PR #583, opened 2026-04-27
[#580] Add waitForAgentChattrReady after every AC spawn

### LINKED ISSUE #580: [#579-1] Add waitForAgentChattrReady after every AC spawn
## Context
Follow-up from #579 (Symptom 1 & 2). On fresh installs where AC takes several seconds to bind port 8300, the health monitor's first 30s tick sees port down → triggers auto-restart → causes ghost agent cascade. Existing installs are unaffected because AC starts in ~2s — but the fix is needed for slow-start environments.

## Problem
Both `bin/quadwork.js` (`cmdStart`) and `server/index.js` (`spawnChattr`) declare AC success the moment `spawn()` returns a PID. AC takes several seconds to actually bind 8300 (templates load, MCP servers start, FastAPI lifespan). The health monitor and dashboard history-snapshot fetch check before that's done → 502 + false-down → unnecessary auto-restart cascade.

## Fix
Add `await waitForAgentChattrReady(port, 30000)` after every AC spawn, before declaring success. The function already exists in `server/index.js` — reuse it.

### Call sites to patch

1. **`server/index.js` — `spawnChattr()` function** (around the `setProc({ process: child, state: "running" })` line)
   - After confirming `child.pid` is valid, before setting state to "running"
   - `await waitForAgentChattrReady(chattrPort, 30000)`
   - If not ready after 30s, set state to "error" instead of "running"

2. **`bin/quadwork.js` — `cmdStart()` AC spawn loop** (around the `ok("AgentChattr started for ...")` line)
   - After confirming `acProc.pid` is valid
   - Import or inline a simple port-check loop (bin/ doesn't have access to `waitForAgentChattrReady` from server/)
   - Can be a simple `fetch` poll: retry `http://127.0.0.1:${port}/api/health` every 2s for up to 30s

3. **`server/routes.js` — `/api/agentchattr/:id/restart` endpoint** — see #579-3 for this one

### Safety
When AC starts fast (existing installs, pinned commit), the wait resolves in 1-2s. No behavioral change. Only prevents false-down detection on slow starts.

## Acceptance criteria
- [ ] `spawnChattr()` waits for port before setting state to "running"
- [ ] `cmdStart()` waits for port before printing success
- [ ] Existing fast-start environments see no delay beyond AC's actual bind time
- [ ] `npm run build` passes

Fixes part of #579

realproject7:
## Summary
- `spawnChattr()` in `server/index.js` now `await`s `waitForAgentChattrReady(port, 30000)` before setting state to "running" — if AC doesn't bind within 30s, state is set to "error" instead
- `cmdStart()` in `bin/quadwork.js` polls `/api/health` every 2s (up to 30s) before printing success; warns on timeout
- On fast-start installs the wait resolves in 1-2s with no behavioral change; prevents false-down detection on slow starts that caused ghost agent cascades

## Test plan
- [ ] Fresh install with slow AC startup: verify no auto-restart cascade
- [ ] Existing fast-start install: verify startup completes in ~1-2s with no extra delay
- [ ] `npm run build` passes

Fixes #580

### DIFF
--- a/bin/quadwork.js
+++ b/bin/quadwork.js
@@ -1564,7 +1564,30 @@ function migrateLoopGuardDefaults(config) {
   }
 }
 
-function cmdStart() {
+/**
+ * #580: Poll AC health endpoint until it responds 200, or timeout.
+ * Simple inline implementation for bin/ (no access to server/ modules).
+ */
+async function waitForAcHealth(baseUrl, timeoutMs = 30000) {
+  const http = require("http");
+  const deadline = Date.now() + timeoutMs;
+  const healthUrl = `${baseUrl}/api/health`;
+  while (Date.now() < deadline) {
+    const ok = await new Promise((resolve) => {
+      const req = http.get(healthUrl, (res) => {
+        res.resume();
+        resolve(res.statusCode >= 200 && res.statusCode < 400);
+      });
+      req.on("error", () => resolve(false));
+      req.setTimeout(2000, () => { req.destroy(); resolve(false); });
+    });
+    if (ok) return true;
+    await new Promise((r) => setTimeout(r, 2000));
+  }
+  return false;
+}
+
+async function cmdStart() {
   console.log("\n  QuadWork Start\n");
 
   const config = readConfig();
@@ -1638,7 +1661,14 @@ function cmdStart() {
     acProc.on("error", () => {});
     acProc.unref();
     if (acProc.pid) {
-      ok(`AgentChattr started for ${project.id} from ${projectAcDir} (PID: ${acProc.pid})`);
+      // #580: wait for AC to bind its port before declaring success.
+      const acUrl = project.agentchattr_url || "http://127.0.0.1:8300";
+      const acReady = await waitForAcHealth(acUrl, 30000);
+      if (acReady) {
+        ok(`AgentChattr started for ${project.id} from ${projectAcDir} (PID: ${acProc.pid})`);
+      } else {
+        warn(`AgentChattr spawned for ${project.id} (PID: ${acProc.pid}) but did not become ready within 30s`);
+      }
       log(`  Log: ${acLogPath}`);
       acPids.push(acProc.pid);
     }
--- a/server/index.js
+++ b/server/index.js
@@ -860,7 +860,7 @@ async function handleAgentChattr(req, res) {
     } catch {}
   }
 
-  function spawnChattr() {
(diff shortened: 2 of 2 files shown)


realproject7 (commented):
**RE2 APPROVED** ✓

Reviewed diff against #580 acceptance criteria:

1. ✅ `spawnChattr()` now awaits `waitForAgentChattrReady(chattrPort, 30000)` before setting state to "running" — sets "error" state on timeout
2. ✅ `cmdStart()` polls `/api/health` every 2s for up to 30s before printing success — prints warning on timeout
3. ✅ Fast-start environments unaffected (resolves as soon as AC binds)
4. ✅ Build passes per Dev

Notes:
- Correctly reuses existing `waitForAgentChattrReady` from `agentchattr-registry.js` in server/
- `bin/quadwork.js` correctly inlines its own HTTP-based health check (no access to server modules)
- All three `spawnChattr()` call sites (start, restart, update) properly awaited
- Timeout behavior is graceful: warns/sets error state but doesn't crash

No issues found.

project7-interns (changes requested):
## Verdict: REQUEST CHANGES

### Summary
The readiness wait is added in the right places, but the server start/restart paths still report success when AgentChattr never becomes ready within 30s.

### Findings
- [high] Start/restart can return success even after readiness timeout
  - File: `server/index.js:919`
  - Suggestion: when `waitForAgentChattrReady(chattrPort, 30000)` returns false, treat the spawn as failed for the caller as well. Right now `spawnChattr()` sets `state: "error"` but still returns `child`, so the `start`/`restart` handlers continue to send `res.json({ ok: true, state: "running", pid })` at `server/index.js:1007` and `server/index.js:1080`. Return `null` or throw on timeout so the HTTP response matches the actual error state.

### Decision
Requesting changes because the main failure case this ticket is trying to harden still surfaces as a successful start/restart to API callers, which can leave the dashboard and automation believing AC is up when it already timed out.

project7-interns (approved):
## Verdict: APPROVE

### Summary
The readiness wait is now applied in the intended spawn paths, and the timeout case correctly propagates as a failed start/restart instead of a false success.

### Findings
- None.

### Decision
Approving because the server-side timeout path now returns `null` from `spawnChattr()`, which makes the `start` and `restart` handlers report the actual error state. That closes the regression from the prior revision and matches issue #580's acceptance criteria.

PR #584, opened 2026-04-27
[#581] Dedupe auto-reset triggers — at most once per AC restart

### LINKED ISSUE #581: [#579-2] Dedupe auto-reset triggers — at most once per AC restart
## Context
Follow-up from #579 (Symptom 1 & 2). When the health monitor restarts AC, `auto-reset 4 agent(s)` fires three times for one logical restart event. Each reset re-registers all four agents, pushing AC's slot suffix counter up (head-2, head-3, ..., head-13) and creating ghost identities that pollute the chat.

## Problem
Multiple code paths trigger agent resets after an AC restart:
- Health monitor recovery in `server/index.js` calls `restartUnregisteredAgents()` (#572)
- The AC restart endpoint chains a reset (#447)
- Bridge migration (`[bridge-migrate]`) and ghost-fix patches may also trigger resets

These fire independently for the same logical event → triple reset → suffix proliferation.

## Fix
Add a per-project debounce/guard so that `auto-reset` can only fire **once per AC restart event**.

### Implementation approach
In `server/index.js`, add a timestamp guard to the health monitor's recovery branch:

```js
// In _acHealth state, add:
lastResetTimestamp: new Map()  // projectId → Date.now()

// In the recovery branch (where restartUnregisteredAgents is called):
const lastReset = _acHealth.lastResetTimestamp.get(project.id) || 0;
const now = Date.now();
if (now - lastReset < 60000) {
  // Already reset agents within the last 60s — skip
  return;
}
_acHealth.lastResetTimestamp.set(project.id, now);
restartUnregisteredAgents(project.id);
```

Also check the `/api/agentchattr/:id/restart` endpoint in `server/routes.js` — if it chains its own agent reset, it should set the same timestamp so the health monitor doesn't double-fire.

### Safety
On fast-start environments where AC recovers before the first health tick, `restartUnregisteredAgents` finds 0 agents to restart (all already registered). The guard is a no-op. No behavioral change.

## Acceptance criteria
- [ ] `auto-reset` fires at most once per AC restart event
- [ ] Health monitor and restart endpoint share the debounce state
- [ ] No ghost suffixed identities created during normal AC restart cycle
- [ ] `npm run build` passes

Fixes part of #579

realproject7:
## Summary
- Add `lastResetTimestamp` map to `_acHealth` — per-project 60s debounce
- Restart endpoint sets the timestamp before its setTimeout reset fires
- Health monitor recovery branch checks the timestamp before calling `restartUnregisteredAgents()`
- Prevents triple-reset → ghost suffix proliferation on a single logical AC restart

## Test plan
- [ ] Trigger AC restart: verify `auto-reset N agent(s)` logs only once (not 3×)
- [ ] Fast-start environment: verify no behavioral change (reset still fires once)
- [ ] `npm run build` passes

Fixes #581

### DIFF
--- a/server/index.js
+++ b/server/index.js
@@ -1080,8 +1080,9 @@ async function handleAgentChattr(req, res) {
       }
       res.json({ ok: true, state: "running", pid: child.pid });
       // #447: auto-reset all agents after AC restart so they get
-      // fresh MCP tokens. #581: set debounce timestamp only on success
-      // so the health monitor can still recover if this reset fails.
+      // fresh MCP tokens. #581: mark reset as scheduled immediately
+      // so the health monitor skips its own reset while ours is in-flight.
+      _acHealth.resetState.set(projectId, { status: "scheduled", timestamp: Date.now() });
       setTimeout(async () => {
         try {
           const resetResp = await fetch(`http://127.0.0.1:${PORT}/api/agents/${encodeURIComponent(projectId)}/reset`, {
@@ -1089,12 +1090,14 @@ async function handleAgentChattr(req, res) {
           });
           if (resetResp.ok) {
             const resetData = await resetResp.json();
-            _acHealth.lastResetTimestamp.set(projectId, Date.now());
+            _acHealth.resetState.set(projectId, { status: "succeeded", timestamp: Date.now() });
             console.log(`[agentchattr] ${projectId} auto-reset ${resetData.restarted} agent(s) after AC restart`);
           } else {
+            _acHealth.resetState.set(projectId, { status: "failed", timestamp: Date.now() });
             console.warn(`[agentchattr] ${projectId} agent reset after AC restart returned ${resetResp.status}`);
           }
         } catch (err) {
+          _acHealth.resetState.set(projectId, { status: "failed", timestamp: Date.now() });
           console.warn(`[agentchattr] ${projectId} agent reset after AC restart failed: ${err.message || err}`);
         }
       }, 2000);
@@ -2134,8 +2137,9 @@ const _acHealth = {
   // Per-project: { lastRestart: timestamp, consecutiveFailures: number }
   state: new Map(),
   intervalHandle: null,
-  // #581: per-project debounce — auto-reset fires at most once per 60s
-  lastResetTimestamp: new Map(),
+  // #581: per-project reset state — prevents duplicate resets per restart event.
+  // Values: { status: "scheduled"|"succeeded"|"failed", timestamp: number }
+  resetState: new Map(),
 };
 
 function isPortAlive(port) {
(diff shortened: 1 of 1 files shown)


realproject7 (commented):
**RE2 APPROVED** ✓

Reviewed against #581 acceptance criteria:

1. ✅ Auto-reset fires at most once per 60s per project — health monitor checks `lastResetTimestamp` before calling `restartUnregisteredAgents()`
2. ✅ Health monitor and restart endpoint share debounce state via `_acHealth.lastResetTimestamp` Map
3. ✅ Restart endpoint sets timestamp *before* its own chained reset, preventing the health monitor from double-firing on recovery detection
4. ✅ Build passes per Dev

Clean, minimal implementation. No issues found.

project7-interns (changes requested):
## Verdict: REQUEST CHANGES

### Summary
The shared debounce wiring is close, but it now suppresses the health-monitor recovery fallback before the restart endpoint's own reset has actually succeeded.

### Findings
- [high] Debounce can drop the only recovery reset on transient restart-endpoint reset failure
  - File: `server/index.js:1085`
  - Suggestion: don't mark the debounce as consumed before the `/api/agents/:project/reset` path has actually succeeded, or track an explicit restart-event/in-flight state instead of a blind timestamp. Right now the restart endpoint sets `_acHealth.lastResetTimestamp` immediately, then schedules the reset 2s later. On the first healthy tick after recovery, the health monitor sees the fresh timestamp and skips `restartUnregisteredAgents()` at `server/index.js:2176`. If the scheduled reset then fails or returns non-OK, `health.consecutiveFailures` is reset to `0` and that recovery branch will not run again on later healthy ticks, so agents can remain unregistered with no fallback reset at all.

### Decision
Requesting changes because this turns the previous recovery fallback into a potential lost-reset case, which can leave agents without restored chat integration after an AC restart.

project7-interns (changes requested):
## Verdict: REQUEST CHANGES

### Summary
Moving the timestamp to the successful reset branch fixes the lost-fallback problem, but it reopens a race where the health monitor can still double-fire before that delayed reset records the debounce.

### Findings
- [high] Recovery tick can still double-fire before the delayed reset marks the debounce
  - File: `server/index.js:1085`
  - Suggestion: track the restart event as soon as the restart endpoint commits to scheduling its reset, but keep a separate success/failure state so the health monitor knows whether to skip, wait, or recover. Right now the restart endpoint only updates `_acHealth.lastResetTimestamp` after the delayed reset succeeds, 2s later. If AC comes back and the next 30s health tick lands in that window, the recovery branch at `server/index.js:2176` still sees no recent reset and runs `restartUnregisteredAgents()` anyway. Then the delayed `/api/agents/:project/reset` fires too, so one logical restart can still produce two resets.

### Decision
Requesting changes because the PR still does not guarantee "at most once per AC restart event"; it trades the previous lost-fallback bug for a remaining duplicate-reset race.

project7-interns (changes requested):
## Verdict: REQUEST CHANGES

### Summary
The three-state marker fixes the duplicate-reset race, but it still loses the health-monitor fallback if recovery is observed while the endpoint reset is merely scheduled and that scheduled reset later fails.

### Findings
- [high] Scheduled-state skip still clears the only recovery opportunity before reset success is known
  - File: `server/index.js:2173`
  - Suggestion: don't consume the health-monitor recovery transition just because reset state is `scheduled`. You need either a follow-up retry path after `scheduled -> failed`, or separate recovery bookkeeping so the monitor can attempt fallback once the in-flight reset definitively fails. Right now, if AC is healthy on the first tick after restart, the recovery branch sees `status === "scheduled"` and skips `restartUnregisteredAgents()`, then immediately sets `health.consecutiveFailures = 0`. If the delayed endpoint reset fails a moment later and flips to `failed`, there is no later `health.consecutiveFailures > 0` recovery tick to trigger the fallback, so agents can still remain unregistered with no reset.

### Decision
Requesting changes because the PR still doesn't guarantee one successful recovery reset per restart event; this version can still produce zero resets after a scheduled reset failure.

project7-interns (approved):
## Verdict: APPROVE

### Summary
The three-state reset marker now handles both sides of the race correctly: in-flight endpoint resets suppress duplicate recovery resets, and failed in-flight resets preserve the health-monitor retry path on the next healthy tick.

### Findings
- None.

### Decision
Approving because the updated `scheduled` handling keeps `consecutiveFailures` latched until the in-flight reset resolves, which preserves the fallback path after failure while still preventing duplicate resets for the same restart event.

● ● ●

Work order -> Look through the entries above; copy each line where the string "double" appears.

Response to this exercise ->
Also check the `/api/agentchattr/:id/restart` endpoint in `server/routes.js` — if it chains its own agent reset, it should set the same timestamp so the health monitor doesn't double-fire.
3. ✅ Restart endpoint sets timestamp *before* its own chained reset, preventing the health monitor from double-firing on recovery detection
Moving the timestamp to the successful reset branch fixes the lost-fallback problem, but it reopens a race where the health monitor can still double-fire before that delayed reset records the debounce.
- [high] Recovery tick can still double-fire before the delayed reset marks the debounce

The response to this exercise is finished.